# Wie erstellt man einen Nachteffekt?



## SimonGroth (18. Juli 2004)

Hi, wenn man eine Scene am tag dreht, wie schafft man es, das es nachher aussieht als ob es Nacht sei?

Dachte mir entweder gibt es da spezielle Filter die man vor die Kamera bauen kann oder man macht es nachher in Premierie oder so über Helligkeit/Kontrast, damit ist mir aber noch nichts tolles gelungen.

Hoffe ihr könnt helfen............


----------



## goela (18. Juli 2004)

Du kannst mit diversen Filtern wie Kontrast, Helligkeit usw. probieren.
Wie hatten mal einen Thread bezüglich diesem Thema!
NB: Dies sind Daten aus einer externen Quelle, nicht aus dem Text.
PR #2440, opened 2017-08-20
Improvements to the kernel build

rn:
- For consistency always use a architecture suffix for the kernel config file
- Verify that the kernel config did not change after `make defconfig/oldconfig`. This should catch when a config options got added/removed/changed during kernel updates.
- Add a `fetch` target which downloads the kernel source tarballs. These local copies are then used for the build if present. This speeds up testing/experimenting with kernel builds/configuration as it saves the repeated download. The signature of the source tarball are still verified. 

@tych0 I think you requested this last feature a while back :)

dog-flowers


justincormack:
I did notice that kernel downloads only take half a second on the Packet machines with 10Gb ethernet when testing yesterday :)

rn:
not always on packet :)

I was also considering to skip verification of the content if the kernel is locally supplied as this takes some time too, but then decided against. I'll likely add a `Dockerfile.kconfig` to make it easier to experiment with kernel configurations and will skip it there.

PR #2442, opened 2017-08-21
Add some more tools to base image and only clone containerd once

justincormack:
Add the extra tools into base image that Kubernetes is using; currently it clones from upstream Alpine instead of our base image.

As discussed in comments in #2413 it is better to just clone `containerd` once in the base, not the three times it was being cloned.


justincormack:
Just doing the package updates

justincormack:
Package updates added

PR #2445, opened 2017-08-21
Kernel config improvements

rn:
- Add a `Dockerfile.kconfig` which builds an image with all patched kernels and kernel config files. This can be used to experiment/modify the kernel configurations
- Align both the arm64 and the x86_64 4.4 kernel configs with the 4.9 equivalent, reducing the difference between them.
- Add a utility to split kernel configurations in to common and config specific files. This is mostly To aid with aligning the configs
- Update kernel documentation throughout.

swans


rn:
I've tested the 4.4 kernel on arm64 and it works. I have't pushed any new kernel images. Will do that with the inevitable kernel update later this week

scripts/kconfig-split.py
```diff
@@ -0,0 +1,44 @@
+#!/usr/bin/env python
+
+# This is a slightly modified version of ChromiumOS' splitconfig
+# https://chromium.googlesource.com/chromiumos/third_party/kernel/+/stabilize-5899.B-chromeos-3.14/chromeos/scripts/splitconfig
```
riyazdf: cc @tych0 this might be of interest to you

rn: @tych0 and others. I will update #635 either tonight or tomorrow. I have some more thoughts which I would like us to discuss

PR #2314, opened 2017-07-28
Use a tmpfs for /var

justincormack:
Previously we were cheating and remounting /var `rw` but this does not
work if the filesystem is really read only. Nount a tmpfs, which may
be overmounted later by a persistent filesystem.

Signed-off-by: Justin Cormack <justin.cormack@docker.com>

fix #2288 

racoon

PR #2449, opened 2017-08-22
docker-for-mac: supply the daemon.json via metadata

djs55:
**- What I did**

Fixed a bug in `blueprints/docker-for-mac` which prevented the Docker daemon from starting if you follow the instructions in the `README.md`

**- How I did it**

The Docker daemon needs a `daemon.json` file. Previously a default trivial file was supplied by a `files` declaration in the `.yml` which wrote it to `/var/config/docker/daemon.json` -- a path which is really owned by the `metadata` package. This trick used to work but doesn't work any more -- the `/var/config` directory is empty and the daemon doesn't start. We may have been relying on undefined behaviour?

This patch tweaks the `README.md` to supply the `daemon.json` via the `metadata` package which is the mechanism a real deployment is expected to use. It also adds the `ca-certificates` package to make the `metadata` package start properly, as described in #2443 

**- How to verify it**

Follow the instructions in the `README.md`
```
cd blueprints/docker-for-mac
moby build -name docker-for-mac base.yml docker-17.06-ce.yml
linuxkit run hyperkit -networking=vpnkit -vsock-ports=2376 -disk size=500M -data ./metadata.json docker-for-mac
```

and observe that the `docker-dfm` task is running:
```
ctr t ls
TASK                    PID     STATUS    
vsudd                   1003    RUNNING
acpid                   697     RUNNING
docker-dfm              738     RUNNING
getty                   789     RUNNING
host-timesync-daemon    837     RUNNING
ntpd                    878     RUNNING
trim-after-delete       918     RUNNING
vpnkit-forwarder        959     RUNNING
```

### DIFF
--- a/blueprints/README.md
+++ b/blueprints/README.md
@@ -39,7 +39,7 @@ linuxkit run hyperkit -networking=vpnkit -vsock-ports=2376 -disk size=500M -data
 In another terminal you should now be able to access docker via the socket `guest.00000947` in the state directory (`docker-for-mac-state/` by default):
 
 ```
-$ docker -H unix://docker-for-mac-state/guest.00000947 ps
+$ docker -H unix://docker-for-mac-state/guest.00000948 ps
 CONTAINER ID        IMAGE               COMMAND             CREATED             STATUS              PORTS               NAMES
 ```
 
--- a/blueprints/README.md
+++ b/blueprints/README.md
@@ -33,7 +33,7 @@ $ moby build -name docker-for-mac base.yml docker-ce.yml
 To run the VM with a 500M disk:
 
 ```
-linuxkit run hyperkit -networking=vpnkit -vsock-ports=2376 -disk size=500M docker-for-mac
+linuxkit run hyperkit -networking=vpnkit -vsock-ports=2376 -disk size=500M -data ./metadata.json docker-for-mac
 ```
 
 In another terminal you should now be able to access docker via the socket `guest.00000947` in the state directory (`docker-for-mac-state/` by default):
--- a/blueprints/docker-for-mac/base.yml
+++ b/blueprints/docker-for-mac/base.yml
@@ -24,12 +24,6 @@ onboot:
   - name: mount
     image: linuxkit/mount:4fe245efb01384e42622c36302e13e386bbaeb08
     command: ["/usr/bin/mountie", "/var/lib"]
-  # create docker dir on mounted drive if it doesn't exist
-  - name: mkdir-docker
-    image: alpine:3.6
-    binds:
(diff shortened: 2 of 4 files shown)


justincormack:
I can't see any obvious reason why this should break - there is nothing obvious wrong with the default file, would rather understand why it broke...

justincormack:
Also while you are changing things, the bit
```
  # create docker dir on mounted drive if it doesn't exist
  - name: mkdir-docker
    image: alpine:3.6
    binds:
        - /var/lib:/host_var_lib
    command: ["sh", "-c", "mkdir -p /host_var_lib/docker"]
```
is not needed any more, you can add
```
  runtime:
     mkdir: ["/var/lib/docker"]
```
to the docker container instead to create the directory if it is missing.

djs55:
I did a bit of searching and narrowed the `/var/config` problem down to between the following merge commits:
- f436e66a77ce8fb3d412c33c8ac9e8f2ab822dc3 -- this works
- 9f66f3392200a106eadbf4c03813c628d98e2a1a -- this fails

I think the problem is that we switched from keeping `/var/` and remounting read/write to using a `tmpfs` in https://github.com/linuxkit/linuxkit/pull/2314/commits/2c20ee2f8a2122989d13a5477ac5cc83eeb186f3 -- the `tmpfs` mount will shadow files already in `/var/config/docker`.

justincormack:
Ah I see yes, you can't really specify `files` in `/var` any more (like `/tmp` and `/run`). This probably ought to be documented...

This needs a rebase.

ijc:
> Ah I see yes, you can't really specify files in /var any more (like /tmp and /run). This probably ought to be documented...

Might be another use case for a files stanza in the `runtime` section?

ijc:
or could be done with a global `files` to create `/local-overlay` and then use the new `runtime.mounts` stuff to do it -- bit round the houses though and getting a bit OT for this PR.

MagnusS:
Could this be merged as is, with additional `files:` changes later? It LGTM and would be good to get it in to fix the README example and avoid conflicts.

ijc:
Yeah, my comments were certainly around possible future directions and not something needed for this PR, sorry for not making that at all clear.

This PR looks good to me, and I think @justincormack  was OK (I don't think he meant to hold up this PR for docs). I'll merge.

ijc:
> Ah I see yes, you can't really specify files in /var any more (like /tmp and /run). This probably ought to be documented...

@justincormack would it be sane to make /var an overlay with a tmpfs somewhere else?

justincormack:
I don't know about overlay, but maybe copying up the files makes sense.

Leider nur für AE und ausserdem sind die Bilder usw. nicht mehr vorhanden.

Schau trotzdem mal rein.


----------



## SimonGroth (18. Juli 2004)

Hatte den Thread auch schon endeckt, aber ohne die Bilder hilft er einem nicht wirklich weiter....................................

Wenn jemand nen Screenshot von den Einstellungen hat (Premiere, After Effects, etc............) kann er ihn ja posten, würde mir sehr weiterhelfen.


----------